#### GIVEN RECORDS
☆ ☆ ☆

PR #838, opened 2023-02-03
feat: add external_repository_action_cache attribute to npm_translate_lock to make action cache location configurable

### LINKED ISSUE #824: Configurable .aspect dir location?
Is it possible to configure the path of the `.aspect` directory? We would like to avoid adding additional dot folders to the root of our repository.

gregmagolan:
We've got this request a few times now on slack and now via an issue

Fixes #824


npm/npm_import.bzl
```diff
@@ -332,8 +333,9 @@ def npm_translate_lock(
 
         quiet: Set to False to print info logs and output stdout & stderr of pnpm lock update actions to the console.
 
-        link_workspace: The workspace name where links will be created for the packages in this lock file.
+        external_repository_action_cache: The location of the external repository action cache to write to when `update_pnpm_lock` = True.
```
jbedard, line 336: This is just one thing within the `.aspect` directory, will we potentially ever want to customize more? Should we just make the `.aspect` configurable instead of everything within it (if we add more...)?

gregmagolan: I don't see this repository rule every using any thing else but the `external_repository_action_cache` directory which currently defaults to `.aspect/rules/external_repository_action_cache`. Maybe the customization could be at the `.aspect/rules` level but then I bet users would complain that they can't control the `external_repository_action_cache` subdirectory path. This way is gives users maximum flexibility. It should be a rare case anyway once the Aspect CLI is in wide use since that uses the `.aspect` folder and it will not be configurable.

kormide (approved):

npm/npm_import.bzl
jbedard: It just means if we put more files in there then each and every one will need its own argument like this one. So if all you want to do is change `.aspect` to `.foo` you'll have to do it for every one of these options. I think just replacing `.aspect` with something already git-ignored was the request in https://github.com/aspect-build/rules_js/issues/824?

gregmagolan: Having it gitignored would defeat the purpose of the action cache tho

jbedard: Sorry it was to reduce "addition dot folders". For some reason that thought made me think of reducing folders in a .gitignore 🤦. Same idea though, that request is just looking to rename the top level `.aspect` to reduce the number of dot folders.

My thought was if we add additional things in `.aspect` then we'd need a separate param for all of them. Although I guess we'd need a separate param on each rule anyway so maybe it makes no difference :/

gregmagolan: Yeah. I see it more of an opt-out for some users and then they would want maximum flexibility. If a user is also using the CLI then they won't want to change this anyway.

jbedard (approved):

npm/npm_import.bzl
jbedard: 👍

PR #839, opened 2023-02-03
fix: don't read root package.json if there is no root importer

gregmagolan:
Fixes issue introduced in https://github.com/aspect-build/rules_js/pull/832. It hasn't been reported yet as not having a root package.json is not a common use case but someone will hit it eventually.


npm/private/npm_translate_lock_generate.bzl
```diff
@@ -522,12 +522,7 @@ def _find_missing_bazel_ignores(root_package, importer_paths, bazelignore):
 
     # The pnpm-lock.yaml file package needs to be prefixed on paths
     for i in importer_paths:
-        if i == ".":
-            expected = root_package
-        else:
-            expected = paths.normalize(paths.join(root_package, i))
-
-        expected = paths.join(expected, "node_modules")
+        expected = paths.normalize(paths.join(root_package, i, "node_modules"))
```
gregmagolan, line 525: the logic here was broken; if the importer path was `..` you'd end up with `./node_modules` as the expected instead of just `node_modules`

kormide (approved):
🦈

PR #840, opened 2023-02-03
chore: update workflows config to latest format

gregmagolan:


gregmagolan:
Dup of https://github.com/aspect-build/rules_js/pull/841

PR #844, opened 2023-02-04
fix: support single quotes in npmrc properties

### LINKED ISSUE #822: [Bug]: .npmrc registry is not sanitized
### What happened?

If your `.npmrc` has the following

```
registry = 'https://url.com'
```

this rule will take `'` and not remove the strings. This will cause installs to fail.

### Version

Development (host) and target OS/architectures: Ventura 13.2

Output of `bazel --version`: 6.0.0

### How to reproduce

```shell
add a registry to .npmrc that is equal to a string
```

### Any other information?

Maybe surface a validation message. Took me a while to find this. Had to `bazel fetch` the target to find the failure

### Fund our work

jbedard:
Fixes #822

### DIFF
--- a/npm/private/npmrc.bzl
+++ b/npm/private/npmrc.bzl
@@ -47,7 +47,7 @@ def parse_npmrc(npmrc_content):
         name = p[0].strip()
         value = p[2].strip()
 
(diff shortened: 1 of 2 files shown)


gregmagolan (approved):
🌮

☆ ☆ ☆

#### EXERCISE OBJECTIVE
Retype the listing from its first line onward, stopping after the line that contains "### LINKED ISSUE #824: Configurable" has been retyped in full.

#### RESULT OF THE TASK
PR #838, opened 2023-02-03
feat: add external_repository_action_cache attribute to npm_translate_lock to make action cache location configurable

### LINKED ISSUE #824: Configurable .aspect dir location?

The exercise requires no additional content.